Assignment: Lines with the word "much" in them must be copied from the records below.
◆ ◆ ◆ ◆ ◆
PR #543, opened 2020-06-06
Using prettier

y-lohse:
This PR is meant to come after #519 which. is stuck in limbo right now.

Instead of searching and tweaking the eslint rules about formatting, I think we may as well use prettier rules and call. it a day. I ran the automatic fixing option so… there's a lot of changes, but it should be only cosmetics.


ephread:
Awesome, happy to use prettier!

PR #549, opened 2020-06-11
chore: Prettier everything

y-lohse:
Replaces #543


y-lohse:
I it was more the principle that needed to be reviewed than the result 😛

PR #556, opened 2020-06-12
fix: Remove calls to Array.push.apply

### LINKED ISSUE #176: Replace this.someArray.push.apply calls
There's a few `this.someArray.push.apply` lying around which are hard to read and can probably be written in some better form.

y-lohse:
## Checklist

## Description

Fixes #176 
The orignal code uses `Collection.AddRange` in several places, and using `Array.push.apply` was only one of the workarounds. There may be other places that could benefit from destructuring parameters passed to `Array.push`.


y-lohse:
Here we go again with the broken CI…

PR #558, opened 2020-06-12
chore: Switch to github actions

y-lohse:
Travis is failing to report it's status again for some obscure reason, there's no trace of errors anywhere and I can't be bothered re-installing the whole thing again. Github Actions presumably wokrs better on github..?

@ephread I think you mentioned using them before, could you let me know if I messed something up in the configuration?


.travis.yml
```diff
@@ -1,24 +0,0 @@
-language: node_js
-install:
-  - npm install -g codecov
```
y-lohse, line 3: @ephread why did we need the global install in travis only again? Should I add this line in the github actions, or could we specify it as a dev dep?

.github/workflows/npm-publish.yml
```diff
@@ -0,0 +1,34 @@
...
+    steps:
+      - uses: actions/checkout@v2
+      - uses: actions/setup-node@v1
+        with:
+          node-version: 12
+      - run: npm run lint
+      - run: npm run build
+      - run: npm run test
+
+  publish-npm:
```
y-lohse, line 22: @ephread can you confirm that `test` and `publish-npm` are sequential and the second won't run if the first fails? This is what the doc seems to say but I had trouble finding a good explanation of this.

.travis.yml
ephread: I wouldn't put it in the dev dependencies, because we don't really need Codecov's uploader locally (we're never going to upload coverage). I'm not sure it needs to be installed globally though, I guess it was easier at the time!

.github/workflows/npm-publish.yml
ephread: Yes, steps are sequential. For instance, have a look at this [build log](https://github.com/ephread/Instructions/runs/658808761?check_suite_focus=true). The step named _Convert and upload coverage_ did not run because `Run tests` failed.

.github/workflows/checks.yml
```diff
@@ -0,0 +1,16 @@
...
+
+jobs:
+  test:
+    runs-on: ubuntu-latest
+    steps:
+      - uses: actions/checkout@v2
+      - uses: actions/setup-node@v1
+        with:
+          node-version: 12
+      - run: npm install
```
ephread, line 13: I would also name steps, but I guess npm <something> is already pretty straightforward.

.github/workflows/checks.yml
```diff
@@ -0,0 +1,16 @@
+name: Merge check
```
ephread, line 1: Note that Github will use the name of the workflow for the default badge. So you'll get Merge check. It may not be what you want, but it can certainly be worked around by using shield.io.

y-lohse: Cool, I updated the names… and the badge that I forgot about.

.github/workflows/checks.yml
```diff
@@ -0,0 +1,16 @@
...
+
+on: pull_request
```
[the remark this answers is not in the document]
y-lohse: Mmh the master branch is protected from pushes, so I think it would not accomplish much, unless i misunderstood when `push` events happen.

.github/workflows/checks.yml
y-lohse: Ah I added job names, but I see you really can name steps. Let me add this quickly.

y-lohse:
So this is cool now but I need the travis check to go away please.

y-lohse:
So the commit removes the travis file and the travis integration is uninstalled so why exactly is that check still there..? Guess I'm creating a new PR to see if that works.

y-lohse:
Ok it was the github branch protection that was trying to enforce that outdated check.

PR #847, opened 2021-02-26
test: recompile tests with inklecate 1.0.0

ephread:
There isn't really anything to review in this PR, I'm just trying to keep the noise low for the next ones.


y-lohse:
Since I assume the tests are failing only due to the bumped ink version number, I wonder if we should also bump the version already, without doing the other changes in Story.ts, just in order to have the tests passing again?

ephread:
> I wonder if we should also bump the version already, without doing the other changes in Story.ts, just in order to have the tests passing again?

Very good idea, I hadn't thought of this! I'll make the change.

ephread:
It's updated. 93 out of the 238 tests are failing, but it's to be expected since the format changed.

y-lohse:
Yup cool, looks good! I'm happy to merge this into the V1.0 branch to track progress in that regard, if that was your intended plan?

y-lohse (approved):

ephread:
@y-lohse I originally wanted to merge all the test changes at once, but now that I think of it, having yet another intermediary branch is a bit overkill.

Happy to merge this in `v1.0` straight away!

PR #848, opened 2021-02-26
feat: Introduce BoolValue, migrate Value.ts

y-lohse:
Not sure this link actually works, but FWIW this is the diff https://github.com/inkle/ink/compare/0.9.0%E2%80%A6v1.0.0#diff-c987b0e17097c563f7313d33d30550eed37fd824af84a7e92ea8cc386d323146

### DIFF
--- a/src/engine/Value.ts
+++ b/src/engine/Value.ts
@@ -35,10 +35,8 @@ export abstract class AbstractValue extends InkObject {
       }
     }
 
-    // Implicitly convert bools into ints
     if (typeof val === "boolean") {
-      let b = !!val;
-      val = b ? 1 : 0;
+      return new BoolValue(Boolean(val));
     }
 
     // https://github.com/y-lohse/inkjs/issues/425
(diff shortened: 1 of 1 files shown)


src/engine/Value.ts
```diff
@@ -92,6 +90,44 @@ export abstract class Value<
...
+  }
+  public get isTruthy() {
+    return Boolean(this.value);
+  }
+  public get valueType() {
+    return ValueType.Int;
+  }
+
+  public Cast(newType: ValueType): Value<any> {
+    if (this.value === null) return throwNullException("Value.value");
```
y-lohse, line 105: I kept this in to stay consistent with the other casts, but:

1. It's not in the original source
2. It's not actually needed in this case because `null` gets evaluated to false

But I think we probably don't really want to consider null and false the same in this case.

ephread:
Great stuff, I'll give it a review tomorrow!

src/engine/Value.ts
```diff
@@ -92,6 +90,44 @@ export abstract class Value<
...
 
+export class BoolValue extends Value<boolean> {
+  constructor(val: boolean) {
+    super(val || false);
+  }
+  public get isTruthy() {
+    return Boolean(this.value);
+  }
+  public get valueType() {
+    return ValueType.Int;
```
ephread, line 101: Shouldn't this be `ValueType.Bool`?

src/engine/Value.ts
```diff
@@ -92,6 +90,44 @@ export abstract class Value<
...
+  }
+
+  public Cast(newType: ValueType): Value<any> {
```
ephread, line 104: Shouldn't the type be `Value<boolean>`?

src/engine/Value.ts
ephread: I honestly can't remember when this check was introduced and why!

Probably because if `this.value` is `null` in C#, the casts (at the Ink level, not at the language) would throw a null pointer exception while in Javascript, they would just go through silently.

It's probably trying to match the behaviour of the original runtime.

src/engine/Value.ts
y-lohse: Absolutely!

src/engine/Value.ts
y-lohse: Mmh no I don't think so, we're casting *from* boolean but to another type. To `newType` but I don't think we can use that in the type declaration. At best we could convert the `any` to `number | text`?

ephread: `any`'s good your right, I thought we were converting to booleans, sorry!

ephread (approved):

PR #850, opened 2021-02-27
test(v1.0): port new tests

ephread:
It should be a straightforward review!


y-lohse:
The branch has conflicts, looks like it has too many commits. But the actual changes look good! I didn't check the ones about flows in too much details, I think we'll know soon enough if everything in there is correct 😅

y-lohse (approved):

ephread:
> The branch has conflicts

@y-lohse what do you mean?

Screenshot 2021-03-05 at 16 08 12

> I didn't check the ones about flows in too much details, I think we'll know soon enough if everything in there is correct 😅

Haha yeah! We'll see if the test fails because of the code or because the test itself was ported incorrectly!

y-lohse:
I was looking at this

Capture d’écran 2021-03-07 à 18 42 24

But we can squash the commits too, I think it's ok :)

ephread:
◆ ◆ ◆ ◆ ◆
Expected answer:
y-lohse: Mmh the master branch is protected from pushes, so I think it would not accomplish much, unless i misunderstood when `push` events happen.
The branch has conflicts, looks like it has too many commits. But the actual changes look good! I didn't check the ones about flows in too much details, I think we'll know soon enough if everything in there is correct 😅
> I didn't check the ones about flows in too much details, I think we'll know soon enough if everything in there is correct 😅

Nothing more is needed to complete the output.